Find real numbers \(a,b\in\mathbf{R}\) so that
\[
\mathbf{u} = a\mathbf{v}+b\mathbf{w}.
\]
(c) Prove the following general result.
If the vector \(\mathbf{z}=(z_1,z_2,z_3)\in\mathbf{R}^3\) is
a solution to equation (1), then there are scalars
\(a,b\in\mathbf{R}\) so that
\[
\mathbf{z} = a\mathbf{v}+b\mathbf{w}. \qquad\text{(2)}
\]
(d) In (c), prove that for a given vector \(\mathbf{z}\),
there is only one choice for \(a\) and \(b\) that makes equation (2) true.
Solution:
(b)
We need to find \(a\) and \(b\) so that
\[\begin{aligned}
\mathbf{u} &= a \mathbf{v} + b \mathbf{w} \\
(-37,-14,8) &= a(1,2,1) + b(8,4,-1) \\
(-37,-14,8) &= (a+8b,2a+4b,a-b). \\
\end{aligned}
\]
So we need to solve the simultaneous equations
\[
-37=a+8b,\qquad -14=2a+4b,\qquad 8=a-b.
\]
There are lots of ways to do this.
For example, subtracting the third equation from the first one,
we get
\[
\begin{aligned}
-37-8 &= (a+8b)-(a-b) \\
-45 &= 9b \\
-5 &= b. \\
\end{aligned}
\]
Substituting \(b=-5\) into the last equation gives \(a=3\). Then
one should check that \((a,b)=(3,-5)\) is a solution to the three
simultaneous equations. It is, so the solution to (b) is
\[
\mathbf{u} = 3 \mathbf{v} - 5 \mathbf{w}.
\]
(c)
We are given that \(\mathbf{z}=(z_1,z_2,z_3)\) satisfies equation (1),
so we know that
\[
2z_1 - 3z_2 + 4z_3 = 0.
\]
We want to find \(a\) and \(b\) so that
\(\mathbf{z} = a\mathbf{v}+b\mathbf{w}\). This is more-or-less the same
problem as in (b), we need to solve
\[\begin{aligned}
\mathbf{z} &= a \mathbf{v} + b \mathbf{w} \\
(z_1,z_2,z_3) &= a(1,2,1) + b(8,4,-1) \\
(z_1,z_2,z_3) &= (a+8b,2a+4b,a-b). \\
\end{aligned}
\]
So we need to solve
\[\begin{aligned}
a+8b &= z_1 \\
2a+4b &= z_2 \\
a-b &= z_3.\\
\end{aligned}
\]
Proceeding as in (b), we subtract the third equation from the first to
get
\[
9b = z_1-z_3,
\quad\text{so}\quad
b = \frac{z_1-z_3}{9}.
\]
Then substituting in to the first equation gives
\[
a = z_1 - 8b = z_1 - \frac{8z_1-8z_3}{9}
= \frac{z_1+8z_3}{9}.
\]
We now need to check that these values of \(a\) and \(b\) actually work.

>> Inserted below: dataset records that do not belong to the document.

PR #336, opened 2026-02-27
reimplement job splitting to allow for arbitrary number of gpus

sroet:
supersedes #330 

Pytom can now handle almost any combination of volume splits numbers and gpu numbers.
It is done in the following priority:
1. every gpu gets the same number of tasks
2. we try to load (partial) tomograms the least amount of times

The one edge case we can't resolve is if the number of gpus is bigger than the number of volume splits times the number of sampled angles as that is the smallest quantity we have for subjobs. It errors out if that happens

### DIFF
--- a/src/pytom_tm/parallel.py
+++ b/src/pytom_tm/parallel.py
@@ -4,6 +4,7 @@ import logging
 import queue
 import time
 import contextlib
+from math import lcm
 from multiprocessing.managers import BaseProxy
 from functools import reduce
 from pytom_tm.tmjob import TMJob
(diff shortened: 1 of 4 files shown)


tests/test00_parallel.py
```diff
@@ -114,3 +114,56 @@ def test_parallel_manager(self):
...
+        # test more volume splits than gpus
+        # divisable
+        job = self.job.copy()
+        jobs = split_job_efficiently(job, (2, 2, 2), 4)
+        # jobs should be the same as total volume splits
+        self.assertEqual(len(jobs), 8)
+
+        # not divisible
+        job = self.job.copy()
+        jobs = split_job_efficiently(job, (3, 3, 1), 4)
```
McHaillet: What happens here? The comment is not correct here.

Number of pieces should be 9 instead of 6. How does the splitting work in that case if we go from 9 to 12? Are only a few of the subvolumes further split by angle?

src/pytom_tm/parallel.py
```diff
@@ -55,6 +56,50 @@ def gpu_runner(
                 break
 
 
+def split_job_efficiently(
```
McHaillet, line 59: Really clean rewrite!

tests/test00_parallel.py
```diff
@@ -114,3 +114,56 @@ def test_parallel_manager(self):
...
+
+        # test angle split only
+        job = self.job.copy()
+        jobs = split_job_efficiently(job, (1, 1, 1), 6)
+        self.assertEqual(len(jobs), 6)
+
+        # test volume split only
+        job = self.job.copy()
+        jobs = split_job_efficiently(job, (2, 2, 1), 4)
+        self.assertEqual(len(jobs), 6)
```
McHaillet:
```suggestion
        self.assertEqual(len(jobs), 4)
```

Should be 4 instead of 6 with a volume split of (2,2,1)

McHaillet (commented):
Just noticed a few tests that seemed off to me.

McHaillet:
Sorry, I just saw this was not review ready yet

McHaillet:
Maybe ignore my comments, if you were still updating it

(Note that so far, we haven't used the fact that \(\mathbf{z}\) satisfies
equation (1).) So we compute
\[\begin{align*}
a \mathbf{v} + b \mathbf{w}
&= \frac{z_1+8z_3}{9}(1,2,1) + \frac{z_1-z_3}{9}(8,4,-1) \\
&= \left( z_1, \frac{2z_1+4z_3}{3}, z_3 \right) \\
&= \left( z_1, \frac{3z_2}{3}, z_3 \right)

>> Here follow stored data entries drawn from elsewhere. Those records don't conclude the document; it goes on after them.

PR #337, opened 2026-03-02
change help formatter to ArgumentDefaultsHelpFormatter

### LINKED ISSUE #321: add defaults to usage page
Noticed that the `Usage` page on the website does not list defaults for arguments. It would be handy to show it.

sroet:
should close #321 

- [x] change help printer to include defaults
- [x] change doc building to not skip over defaults anymore 
- [x] test out new help messages
- [x] change logging defaults to the string "INFO" instead of 20 (allowed as logging level input) 
- [x] change random seed generation to outside of defaults to prevent people from thinking the one in the help message is constant and not regenerated every time you run the code 
- [x] added smoke tests for the entry points of `estimate_roc` and `extract_candidates` to make sure log defaults are sane (resulting in 100% coverage of entry_points.py)

updated usage page: 
[index.html](https://github.com/user-attachments/files/25687772/index.html) (click "skip to content" to see the new help messages, you can also locally build the whole site if you do want the icons etc to work)

### DIFF
--- a/tests/test_entry_points.py
+++ b/tests/test_entry_points.py
@@ -79,9 +79,13 @@ class TestEntryPoints(unittest.TestCase):
     @classmethod
     def setUpClass(cls) -> None:
         TEST_DATA.mkdir(parents=True)
-        io.write_mrc(TEMPLATE, np.zeros((5, 5, 5), dtype=np.float32), 1)
-        io.write_mrc(MASK, np.zeros((5, 5, 5), dtype=np.float32), 1)
-        io.write_mrc(TOMOGRAM, np.zeros((10, 10, 10), dtype=np.float32), 1)
+        volume = np.zeros((10, 10, 10), dtype=np.float32)
+        template = np.ones((5, 5, 5), dtype=np.float32)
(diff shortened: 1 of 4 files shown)


tests/test_entry_points.py
```diff
@@ -409,3 +415,71 @@ def start(arg_dict):  # simplify run
...
+            "--amplitude-contrast": "0.08",
+            "--spherical-aberration": "2.7",
+            "--voltage": "300",
+            "--tomogram-ctf-model": "phase-flip",
+            "-g": "0",
+        }
+        # generate match
+        entry_points.match_template(prep_argv(match_defaults))
+        tomo_id = f"{TOMOGRAM.stem}"
+        print(f"{str(self.outputdir / f'{tomo_id}_job.json')}")
```
McHaillet: Is this print supposed to be here? Or a remnant from debugging?

McHaillet (approved):
LGTM, just noticed one print statement that felt out of place

tests/test_entry_points.py
sroet: thanks for catching that, definitely debugging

\quad\text{because \(\mathbf{z}\) satisfies equation (1).} \\
&= (z_1,z_2,z_3) \; \checkmark
\end{align*}
\]
(d)
The computation that we did in (c) essentially shows that the only
possible choices for \(a\) and \(b\) are \(a = \frac{z_1+8z_3}{9}\) and \(b =
\frac{z_1-z_3}{9}\).
Alternatively, here is a direct proof, if we wanted to prove (d) without
having first done (c). We assume that
\[
\mathbf{z} = a\mathbf{v}+b\mathbf{w}
= a'\mathbf{v}+b'\mathbf{w},
\]
and we need to show that \(a=a'\) and \(b=b'\). Subtracting, we have
\[
(a-a')\mathbf{v}+(b-b')\mathbf{w} = \mathbf{z}-\mathbf{z}= \mathbf{0},
\]
so what we really need to do is show that \(\mathbf{v}\)
and \(\mathbf{w}\) are linearly independent. So we suppose that
\[
c_1\mathbf{v}+c_1\mathbf{w} = \mathbf{0},
\]
and we will prove that \(c_1=c_2=0\). Thus
\[\begin{aligned}
c_1\mathbf{v}+c_1\mathbf{w} &= \mathbf{0} \quad\text{by assumption,} \\
c_1(1,2,1)+c_1(8,4,-1) &= (0,0,0) \quad\text{these are the values
of \(\mathbf{v}\) and \(\mathbf{w}\),} \\
(c_1+8c_2,2c_1+4c_2,c_1-c_2) &= (0,0,0).\\
\end{aligned}
\]
So
\[
c_1+8c_2=0,\qquad 2c_1+4c_2=0,\qquad c_1-c_2=0.
\]
Subtracting the third equation from the first gives \(9c_2=0\), so
\(c_2=0\), and then substituting \(c_2=0\) into the first equation gives
\(c_1=0\). This completes the proof that \(\mathbf{v}\) and \(\mathbf{w}\)
are linearly independent, so there is at most one way to write any
given vector \(\mathbf{z}\) as a linear combination of \(\mathbf{v}\) and
\(\mathbf{w}\).